Task prompt -
Output, word for word, the lines of this listing that fall between the line with "annevk: I think" and the line with "with my nits?", counting both of those lines, and no others.

Data for this task -
PR #1930, opened 2026-05-30
Update :protocol to webtransport-h3 for WebTransport over HTTP/3

jan-ivar:
[WebTransport over HTTP/3 draft-15](https://datatracker.ietf.org/doc/html/draft-ietf-webtrans-http3-15#name-creating-a-new-session:~:text=be%20set%20to-,webtransport%2Dh3,-.) renamed the extended-CONNECT `:protocol` pseudo-header value from `webtransport` to `webtransport-h3`. [WebTransport over HTTP/2](https://datatracker.ietf.org/doc/html/draft-ietf-webtrans-http2-14#name-creating-a-new-session:~:text=to-,webtransport) keeps `webtransport`, making it depend on _connection_.

   * Firefox: implementing draft-15 in [bug 2033974](https://bugzil.la/2033974)
   * Chromium: …
   * WebKit: …
- [ ] Tested with web-platform-tests: WebTransport WPT exercises the H3 handshake; the draft-15 `:protocol` value is covered by the server update in [bug 2033974](https://bugzil.la/2033974).
- [ ] MDN issue / update: N/A (not author-observable).
- [x] The top of this comment includes a clear commit message.
   * …
   * …

***
<a href="https://whatpr.org/fetch/1930.html" title="Last updated on Jun 26, 2026, 12:18 PM UTC (eb06c09)">Preview</a> | <a href="https://whatpr.org/fetch/1930/301650c...eb06c09.html" title="Last updated on Jun 26, 2026, 12:18 PM UTC (eb06c09)">Diff</a>

### DIFF
--- a/fetch.bs
+++ b/fetch.bs
@@ -126,6 +126,12 @@ urlPrefix:https://www.rfc-editor.org/rfc/rfc6454;type:dfn;spec:RFC6454
         "publisher": "IETF",
         "title": "WebTransport over HTTP/3"
     },
+    "WEBTRANSPORT-HTTP2": {
+        "authors": ["E. Kinnear"],
+        "href": "https://datatracker.ietf.org/doc/html/draft-ietf-webtrans-http2",
+        "publisher": "IETF",
+        "title": "WebTransport over HTTP/2"
+    },
     "SVCB": {
         "aliasOf": "RFC9460"
     }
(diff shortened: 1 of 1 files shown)


fetch.bs
```diff
@@ -6656,6 +6656,13 @@ optional boolean <var>forceNewConnection</var> (default false), run these steps:
    to the <a for=/>coarsened shared current time</a> given <var>fetchParams</var>'s
    <a for="fetch params">cross-origin isolated capability</a>.
 
+   <li>
+    <p>If <var>request</var>'s <a for=request>mode</a> is "<code>webtransport</code>",
+    <var>connection</var> is an HTTP/3 connection, and the "<code>:protocol</code>"
+    pseudo-header associated with <var>request</var>'s <a for=request>method</a> is
+    "<code>webtransport</code>", then set the "<code>:protocol</code>" pseudo-header to
```
annevk: Why is the pseudo-header associated with request's method? I think you just mean associated with request? What other values besides "webtransport" can it have at this point and given the H3 precondition?

jan-ivar: It is set to "`webtransport`" [in the WT constructor](https://w3c.github.io/webtransport/#pseudo-header) so that is the only possible value rn and is valid for H2. But H3 is not a precondition at that point, hence the need for code here. I'll add a note to clarify this.

annevk: I think if we reach this point and the value has to be "webtransport" because of the other values, we should assert it instead. This will require some nested steps, but that seems okay.

jan-ivar: You're right I used conditionals to clarify preconditions here since they're in a different spec (which might someday change).

If we're OK with cross-spec asserts I can change it to use those (for the method and pseudo header?)

annevk (approved):
@jan-ivar sorry for the delay. Could you confirm you are okay with my nits?

One thing I somewhat dislike is that if we ever add HTTP/4 it'll go back to "`webtransport`", but not much that can be done about that. Hopefully we'll stick with 3 versions for the foreseeable future and eventually get the equivalent of C++ enum classes in standards.

annevk:
@jan-ivar heya, did you see my reply above?

PR #1931, opened 2026-06-05
Add TAO destination check for navigation redirect chains

yoavweiss:
As part of the [WebPerfWG discussion](https://w3c.github.io/web-performance/meetings/2026/2026-06-04/index.html) on [re-exposing redirectCount for opted-in cross-origin redirects](https://github.com/whatwg/html/pull/12513), we discussed the fact that TAO currently only opts-in "backwards" in terms of origins, and doesn't constitute an opt-in to the destination origin, which is the appropriate opt-in for navigations (contrary to subresources).

This PR adds the mechanisms that can enable such "forward" opt-in, and can enable a response to a redirect chain to know that the redirect chain opted in to expose the redirects to its origin.

Once this lands, we'd use the relevant algorithms in the related HTML PR.

   * Chromium: https://github.com/whatwg/fetch/pull/1931#issuecomment-4660492429
   * WebKit: https://github.com/whatwg/fetch/pull/1931#pullrequestreview-4560631006
   * https://github.com/web-platform-tests/wpt/pull/60823
   * Chromium: https://issues.chromium.org/issues/521861828
   * Gecko: https://bugzilla.mozilla.org/show_bug.cgi?id=2049166
   * WebKit: https://bugs.webkit.org/show_bug.cgi?id=316647
   * Deno (not for CORS changes): N/A as it doesn't do navigations.
- [x] [MDN issue](https://github.com/whatwg/meta/blob/main/MAINTAINERS.md#handling-pull-requests) is filed: https://github.com/mdn/mdn/issues/841

***
<a href="https://whatpr.org/fetch/1931.html" title="Last updated on Jun 24, 2026, 9:51 AM UTC (48b86d4)">Preview</a> | <a href="https://whatpr.org/fetch/1931/301650c...48b86d4.html" title="Last updated on Jun 24, 2026, 9:51 AM UTC (48b86d4)">Diff</a>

Completed exercise -
annevk: I think if we reach this point and the value has to be "webtransport" because of the other values, we should assert it instead. This will require some nested steps, but that seems okay.

jan-ivar: You're right I used conditionals to clarify preconditions here since they're in a different spec (which might someday change).

If we're OK with cross-spec asserts I can change it to use those (for the method and pseudo header?)

annevk (approved):
@jan-ivar sorry for the delay. Could you confirm you are okay with my nits?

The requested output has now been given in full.